If we denote the size of an optimal solution for the set \(S_{ij}\) by \(c[i,j]\), then we would have the recurrence: \[ c[i,j]=c[i,k]+c[k,j]+1 \] Then we can simply find out the optimal solution: \[ c[i,j]=max_{a_k \in S_{ij}}\{c[i,k]+c[k,j]+1 \} \] Then we formulate a DP problem and solve it recursively.

Greedy Solution

Find the first non-overlapped subset \(s_i\).

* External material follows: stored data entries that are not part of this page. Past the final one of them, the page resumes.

PR #8169, opened 2022-02-07
rpc: add explicit restricted flag to /get_info

tobtoht:


selsta (approved):

jeffro256:
This is a lot cleaner than asking for /update and returning false when it fails

jeffro256 (approved):
Tested with stagenet daemon

PR #8172, opened 2022-02-09
Remove unused SMTP code

jeffro256:
## Description:
I removed three files: contrib/epee/include/net/smtp*

## Motivation:
 It is unused throughout the entire project and hasn't been touched since 2014.

## Testing:
I have compiled on Ubuntu 20 without error

PR #8175, opened 2022-02-10
Epee Cleanup

jeffro256:
This will be my working draft of cleaning up the EPEE module. So far I have just removed unused files. This first commit is the combination #8172, #8173, #8174. Future commits will go into this PR.


tobtoht (approved):

jeffro256:
Okay, I'm not finished, but this PR is getting to be very large already.

paulshapiro:
aww how am i going to exfiltrate keys without our epee smtp support?

majestrate:
> aww how am i going to exfiltrate keys without our epee smtp support?

do not worry, there are plenty of places where a `std::string` is copy constructed from a `epee::wipeable_string` containing private key material, just use those instead. :>

tobtoht (approved):

jeffro256:
Comment related to last commit:

The last point is likely where something would go wrong if something did go wrong. Looking at the 2006 copyright in EPEE, I assume get_ns_count() was thrown together before std::chrono was a thing. I looked at each individual time implementation and they all seemed to their respective system's CPU timer. One of the big features of get_ns_count() that the author seems to be going for is monotonicty, which chrono::steady_clock provides. Also looking at get_ns_count()'s usage within the codebase, it is always used for timing quick things. So I gutted it and replaced it with steady_clock with a duration measured in std::nano. I tested std::chrono::steady_clock::period for Ubuntu 20 and Msys2-64bit and the period for both is in nanoseconds, which is a good thing. IIRC, that should also be the case in MacOS.

This change should improve timing precision, compile times, code readability, and reduce reliance on system-specific headers.

jeffro256:
The revised, easier to follow PR is here: #8211

moneromooo-monero:
> do not worry, there are plenty of places where a std::string is copy constructed from a epee::wipeable_string containing private key material, just use those instead. :>

If you see any that's not in RPC (or similar that we don't care about because they're going to network), list them so they can be fixed.

majestrate:
> I'll reopen that for a bit since majestrate might not be seeing this while it's closed. Again, point to those cases of wipeable_string that get copeid to non wipeable that aren't RPC or similar please.

here's one https://github.com/monero-project/monero/blob/master/src/wallet/wallet2.cpp#L4506

moneromooo-monero:
Thanks, please list them all if you have them.

moneromooo-monero:
Could you be more specific about this please ? It seems ok to me. To be clear, I'm not trying to wipe everything from the keys file, but two things: the spend secret key and the wallet password. Any settings etc in the keys file are uninteresting. AFAICT, this function does not leak either.

majestrate:
> Could you be more specific about this please ? It seems ok to me. To be clear, I'm not trying to wipe everything from the keys file, but two things: the spend secret key and the wallet password. Any settings etc in the keys file are uninteresting. AFAICT, this function does not leak either.

I really don't see how my tongue a cheek jab needs to hold up the removal of 10K lines of dead code.

moneromooo-monero:
So... trolling ? Were you just wasting my time here ?

moneromooo-monero:
Well, closing again then. If there are actual bugs to do with this or something else, file a new bug.

majestrate:
> So... trolling ? Were you just wasting my time here ?

oh no not at all, i was just excited to potentially see monero catch up in the dead code removal department. should not have gotten my hopes up either way.

selsta:
@majestrate https://github.com/monero-project/monero/pull/8211 is the cleanup PR..

moneromooo-monero:
Ooooh I get it. My comments were in no way preventing this particular PR from being merged. I just asked about the leaks here because that's where you commented. They are unrelated issues :)

PR #8177, opened 2022-02-11
simplewallet: rename duplicate amount headers for clarity

### LINKED ISSUE #8171: "Export_Transfers All" contains a duplicate attribute
After running `export_transfers all` within the `monero-wallet-cli`, a csv is written that contains the following header:

block, direction, unlocked, timestamp, **amount**, running balance, hash, payment ID, fee, destination, **amount**, index, note

Notice that the attribute **amount** is accidentally used twice ( 5th and 11th), I have confirmed that the two columns contain redundant data and is simply a duplicate

reemuru:
Closes #8171 

There are duplicate headers for 'amount' when performing export_transfers
all. Column five represents the total amount of the transaction while
column eleven represents the amount transferred per destination (e.g.
multi-destination transactions). The columns have been renamed to
'transaction amount' and 'destination amount` respectively.

### DIFF
--- a/src/simplewallet/simplewallet.cpp
+++ b/src/simplewallet/simplewallet.cpp
@@ -8818,7 +8818,7 @@ bool simple_wallet::export_transfers(const std::vector<std::string>& args_)
   // header
   file <<
       boost::format("%8.8s,%9.9s,%8.8s,%25.25s,%20.20s,%20.20s,%64.64s,%16.16s,%14.14s,%106.106s,%20.20s,%s,%s") %
-      tr("block") % tr("direction") % tr("unlocked") % tr("timestamp") % tr("amount") % tr("running balance") % tr("hash") % tr("payment ID") % tr("fee") % tr("destination") % tr("amount") % tr("index") % tr("note")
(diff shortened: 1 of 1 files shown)


tobtoht:
The first amount column is the total amount transferred in the transaction. The second amount column is the amount transferred to a destination address. The values will differ for multi-destination transactions. Perhaps this distinction could be named more clearly.

reemuru:
@tobtoht thanks for the clarification! I see the diff now on multi-destination transfers. How about `transaction amount` and `destination amount` respectively? Squash in on [30ab49d](https://github.com/monero-project/monero/pull/8177/commits/30ab49d5cb5f7d5b089d20919cf4f02b063f2e6b)

tobtoht (approved):
Looks good to me.

ACK-J:
Other issues I've been having with the exporter include:
- There is an abundance of excess spaces between each comma-separated value, for example here is the heading once exported.
```
   block,direction,unlocked,                timestamp,              amount,     running balance,                                                            hash,      payment ID,           fee,                                                                                               destination,              amount,index,note

```
- The column named `hash` is not very descriptive and should probably be changed to `transaction hash`
- There is no `output public key` column, this is a very relevant piece of information that I am trying to use in my project

I appreciate all the hard work you guys put into the repo!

  • This choice leases as much opportunity as possible for the remaining activities to be scheduled
def GREEDY_ACTIVITY_SELECTOR(s,f):
    n = s.length
    A = {a[1]}
    k = 1
    for m in range(2, n):
        if s[m] >= f[k]:
            A = A and {a[m]}
            k = m
    return A

Elements of the Greedy Strategy

We can go through the following steps:

  1. Determine the optimal substructure of the problem.
  2. Develop a recursive solution.
  3. Consider if it is safe to make the greedy choice
  4. Develop a recursive algorithm that implement the greedy strategy

Greedy-Choice Property

The greedy-choice property is that we can assemble a globally optimal solution by making locally optimal choices. In other word, we consider the choice that looks best in the current problem, without considering results from subproblems.

In dynamic programming, we make a choice at each step, but the choice usually depends on the solutions to subproblems. Consequently, we typically solve DP problem from small to large (bottom up).

In greedy programming, we only care about the solution that works best at the moment. Therefore, usually greedy programming algorithm works from top to bottom.

Greedy vs Dynamic Programming

Typically, greedy programming problem could be solved by DP, but greedy programming is more effective than DP.